DATASET:
Issue #1369, opened 2018-12-12
Array.prototpye.sort specification problem


balagge:
The current draft https://tc39.github.io/ecma262/#sec-array.prototype.sort contains confusing wording on the expected result and/or missing constraints on the consistency of the _comparefn_.

(1) the expected result of a consistent _comparefn_ is described thus:

> [...]
> - Then for all nonnegative integers j and k, each less than len, if `SortCompare(old[j], old[k]) < 0` (see SortCompare below), then `new[π(j)] < new[π(k)]`. 

Here the notation `new[π(j)] < new[π(k)]` makes no sense, because the meaning of `<` is unclear in this context. Furthermore, this constraint probably wants to say something about the expected position of the two elements after the sort, and not the elements themselves; so probably `π(j) < π(k)` is intended? In any case, by the previous constraint, `new[π(j)] ` is the same element as `old[j]`, so essentially the current wording means `old[j] < old[k]` (assuming the said properties exist), which is nothing but the definition of _comparefn_, if anything. So the current wording says nothing more about `π`, the result of the sort operation; but clearly, this part is intended to say something about `π`, isn't it?

(2) Missing constraint on  `SortCompare(old[j], old[k]) > 0` (in the expected result of the sort) and/or missing requirement (antisymmetry) on the consistency of _comparefn_ later.

The current wording contains nothing on a positive value returned by the _comparefn_. Therefore, the following _comparefn_ is consistent and any result is acceptable: `( (a,b) => a===b ? 0 : 1)`. This is probably not what is intended by the spec.

I think either a constraint on the result of the sort is missing (dual of the quoted part, this time for `SortCompare(old[j], old[k]) > 0` ), or the consistency requirements should include an additional requirement on the antisymmetry of the _comparefn_. Maybe both.

Update: maybe antisymmetry can be deduced from the existing requirements and then this item (2) is not a problem after all. However, it would make sense to include such a comment in the spec.

(3) The following wording in the consistency requirements is ambiguous:

> A function comparefn is a consistent comparison function for a set of values S if all of the requirements below are met for all values a, b, and c (possibly the same value) ...

Here the terms "set of values" and "same value" is not clear. What is considered to be the "same" in this context? what does "set" mean (note that this is practically important because the reflexivity requirement below implicitly uses the concept of "being the same" by using the variable `a` twice.

claudepache:
> (1) the expected result of a consistent _comparefn_ is described thus:
> 
> > [...]
> > 
[...]

PR #1585, opened 2019-06-14
Normative: A more precise Array.prototype.sort

szuend:
_tl;dr This PR intends to nail down some parts of `Array.prototype.sort` to reduce the amount of cases that result in an implementation-defined sort order._

## Overview

The `Array.prototype.sort` procedure that this PR proposes, can be summarized as follows:

1. Collect all existing, non-`undefined` values in the range of `[0, [[length]])` into a temporary list using `[[Get]]` (let the length of this list be `n`). `undefined`s are counted and not added to this temporary list (let this count be `m`).
1. Sort this temporary list using an implementation-specific sort algorithm.
1. Write back `n` sorted values using `[[Set]]`.
1. Write back `m` `undefined`s.
1. Perform `[[Delete]]` on integer-indexed properties in the range of `[n + m, [[length]])` as holes are moved to the end of the sorting range.

## Advantages

The main advantage is that the following cases **no longer result in an implementation-defined sort order**:

* _sparse_ objects with elements on the prototype chain (e.g. an array with a hole at index `3` when `Object.prototype[3] = 42`)
* objects whose `[[Get]]`, `[[Set]]` behavior for integer-indexed properties inside the sorting range is not the "ordinary" implementation (i.e. a getter or setter or a proxy).
* non-extensible objects (see next paragraph)
* objects with non-configurable or non-writable properties inside the sorting range (see next paragraph)

The reason for this is that `[[Get]]`, `[[Set]]` and `[[Delete]]` are now called in a well-defined order, regardless of the chosen sorting algorithm of any engine. (Previously, non-extensible objects and non-configurable/non-writable properties could result in exceptions at any point in time during sorting, depending on the implementation.)

Additionally, `ToString` operations or comparison functions that throw now leave the object as-is (modulo side-effects and changes caused by `[[Get]]`).

## Web compatibility

We believe this change to be web-compatible, given that it has been (for the most part) shipping since Chrome 74, with the remaining bits shipping since Chrome 76.
- Starting with V8 v7.4 (Chrome 74), V8 copies non-`undefined` values into a temporary list for sorting, as described in this PR. However, compacting all values at the start of the sorting range (removing holes) still happened on the object itself and was observable.

- As of V8 v7.6 (Chrome version 76.0.3806.0) V8's implementation of `Array.prototype.sort` fully behaves as described by this PR.

## Memory concerns

Implementers might be concerned about the added `O(n)` memory requirements of `Array.prototype.sort`. The first version in V8 that applied `Array.prototype.sort` to a temporary copy landed with Chrome 74. Worried about the impact on memory consumption (especially on mobile), we analysed memory usage of some 1000 websites and **did not see any change in peak memory consumption**.

## Variants

This is only a first initial draft of how `Array.prototype.sort` could be specified in a more precise manner. A few variations come to mind:

* Instead of counting `undefined`s, they could be collected as well and passed to `SortCompare`. This would require `SortCompare` to be left as-is and handle `undefined`s appropriately.
* The spec could go further. In the case of an `undefined` comparison function, the initial collection phase could call `ToString` directly. This means the temporary list would contain pairs consisting of the original value and the result of `ToString` for the respective value. This would further reduce the cases of implementation-defined sort order. 

Ref. #302.
@mathiasbynens @ajklein

### DIFF
--- a/spec.html
+++ b/spec.html
@@ -32488,78 +32488,54 @@ THH:mm:ss.sss
       <emu-clause id="sec-array.prototype.sort">
         <h1>Array.prototype.sort ( _comparefn_ )</h1>
         <p>The elements of this array are sorted. The sort must be stable (that is, elements that compare equal must remain in their original order). If _comparefn_ is not *undefined*, it should be a function that accepts two arguments _x_ and _y_ and returns a negative value if _x_ &lt; _y_, zero if _x_ = _y_, or a positive value if _x_ &gt; _y_.</p>
-        <p>Upon entry, the following steps are performed to initialize evaluation of the `sort` function:</p>
+        <p>The following steps are taken:</p>
         <emu-alg>
-          1. If _comparefn_ is not *undefined* and IsCallable(_comparefn_) is *false*, throw a *TypeError* exception.
+          1. [id="step-array-sort-comparefn"] If _comparefn_ is not *undefined* and IsCallable(_comparefn_) is *false*, throw a *TypeError* exception.
           1. Let _obj_ be ? ToObject(*this* value).
-          1. Let _len_ be ? LengthOfArrayLike(_obj_).
-        </emu-alg>
-        <p>Within this specification of the `sort` method, an object, _obj_, is said to be <em>sparse</em> if the following algorithm returns *true*:</p>
-        <emu-alg>
-          1. For each integer _i_ in the range 0 &le; _i_ &lt; _len_, do
-            1. Let _prop_ be ! ToString(𝔽(_i_)).
-            1. Let _elem_ be _obj_.[[GetOwnProperty]](_prop_).
-            1. If _elem_ is *undefined*, return *true*.
-          1. Return *false*.
+          1. [id="step-array-sort-len"] Let _len_ be ? LengthOfArrayLike(_obj_).
+          1. Let _items_ be a new empty List.
+          1. Let _k_ be 0.
+          1. Repeat, while _k_ &lt; _len_,
+            1. Let _Pk_ be ! ToString(𝔽(_k_)).
+            1. Let _kPresent_ be ? HasProperty(_obj_, _Pk_).
+            1. If _kPresent_ is *true*, then
+              1. Let _kValue_ be ? Get(_obj_, _Pk_).
+              1. Append _kValue_ to _items_.
+            1. Set _k_ to _k_ + 1.
+          1. Let _itemCount_ be the number of elements in _items_.
+          1. [id="step-array-sort"] Sort _items_ using an implementation-defined sequence of calls to SortCompare. If any such call returns an abrupt completion, stop before performing any further calls to SortCompare or steps in this algorithm and return that completion.
+          1. Let _j_ be 0.
+          1. Repeat, while _j_ &lt; _itemCount_,
+            1. Perform ? Set(_obj_, ! ToString(𝔽(_j_)), _items_[_j_], *true*).
+            1. Set _j_ to _j_ + 1.
+          1. Repeat, while _j_ &lt; _len_,
+            1. Perform ? DeletePropertyOrThrow(_obj_, ! ToString(𝔽(_j_))).
+            1. Set _j_ to _j_ + 1.
+          1. Return _obj_.
         </emu-alg>
         <p>The <em>sort order</em> is the ordering, after completion of this function, of the <emu-xref href="#integer-index">integer-indexed</emu-xref> property values of _obj_ whose integer indexes are less than _len_. The result of the `sort` function is then determined as follows:</p>
-        <p>If _comparefn_ is not *undefined* and is not a consistent comparison function for the elements of this array (see below), the sort order is implementation-defined. The sort order is also implementation-defined if _comparefn_ is *undefined* and SortCompare does not act as a consistent comparison function.</p>
-        <p>Let _proto_ be _obj_.[[GetPrototypeOf]](). If _proto_ is not *null* and there exists an integer _j_ such that all of the conditions below are satisfied then the sort order is implementation-defined:</p>
+        <p>The sort order is implementation-defined if any of the following conditions is true:</p>
         <ul>
           <li>
-            _obj_ is sparse
+            If _comparefn_ is not *undefined* and is not a consistent comparison function for the elements of _items_ (see below).
           </li>
           <li>
-            0 &le; _j_ &lt; _len_
-          </li>
-          <li>
-            HasProperty(_proto_, ToString(𝔽(_j_))) is *true*.
-          </li>
-        </ul>
-        <p>The sort order is also implementation-defined if _obj_ is sparse and any of the following conditions are true:</p>
-        <ul>
-          <li>
-            IsExtensible(_obj_) is *false*.
-          </li>
-          <li>
-            Any integer index property of _obj_ whose name is a non-negative integer less than _len_ is a data property whose [[Configurable]] attribute is *false*.
-          </li>
-        </ul>
-        <p>The sort order is also implementation-defined if any of the following conditions are true:</p>
-        <ul>
-          <li>
-            If _obj_ is an exotic object (including Proxy exotic objects) whose behaviour for [[Get]], [[Set]], [[Delete]], and [[GetOwnProperty]] is not the ordinary object implementation of these internal methods.
-          </li>
-          <li>
-            If any index property of _obj_ whose name is a non-negative integer less than _len_ is an accessor property or is a data property whose [[Writable]] attribute is *false*.
-          </li>
-          <li>
-            If _comparefn_ is *undefined* and the application of ToString to any value passed as an argument to SortCompare modifies _obj_ or any object on _obj_'s prototype chain.
+            If _comparefn_ is *undefined* and SortCompare does not act as a consistent comparison function.
           </li>
           <li>
             If _comparefn_ is *undefined* and all applications of ToString, to any specific value passed as an argument to SortCompare, do not produce the same result.
           </li>
         </ul>
-        <p>The following steps are taken:</p>
-        <emu-alg>
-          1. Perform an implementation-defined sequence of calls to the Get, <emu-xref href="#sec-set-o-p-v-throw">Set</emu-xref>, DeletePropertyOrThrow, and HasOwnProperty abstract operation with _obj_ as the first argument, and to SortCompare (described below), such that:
PR #1602, opened 2019-06-25
Editorial: use `TrimString` in `parseFloat` and `parseInt`

ljharb:
Saw an opportunity for some reusability. This should be observably identical.


jmdyck:
TrimString will treat the input string as UTF-16 encoded code points, so this PR should be fine as long as parseFloat and parseInt are supposed to do that too. Presumably they do, though.they don't say so explicitly.

PR #1603, opened 2019-06-25
Editorial: use "be the *this* value" over "be *this* value"

ljharb:
130 occurrences vs 4.


ljharb:
@jmdyck fair fallout :-) i specifically included “be” in the grep to ensure i skipped over those occurrences (which read fine to me)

EXERCISE: When you reach the line with "The current wording contains" in the records above, start writing out lines exactly, and stop once the line with "PR #1585, opened 2019-06-14" has been written; include nothing else.

REPLY TO THE EXERCISE:
The current wording contains nothing on a positive value returned by the _comparefn_. Therefore, the following _comparefn_ is consistent and any result is acceptable: `( (a,b) => a===b ? 0 : 1)`. This is probably not what is intended by the spec.

I think either a constraint on the result of the sort is missing (dual of the quoted part, this time for `SortCompare(old[j], old[k]) > 0` ), or the consistency requirements should include an additional requirement on the antisymmetry of the _comparefn_. Maybe both.

Update: maybe antisymmetry can be deduced from the existing requirements and then this item (2) is not a problem after all. However, it would make sense to include such a comment in the spec.

(3) The following wording in the consistency requirements is ambiguous:

> A function comparefn is a consistent comparison function for a set of values S if all of the requirements below are met for all values a, b, and c (possibly the same value) ...

Here the terms "set of values" and "same value" is not clear. What is considered to be the "same" in this context? what does "set" mean (note that this is practically important because the reflexivity requirement below implicitly uses the concept of "being the same" by using the variable `a` twice.

claudepache:
> (1) the expected result of a consistent _comparefn_ is described thus:
> 
> > [...]
> > 
[...]

PR #1585, opened 2019-06-14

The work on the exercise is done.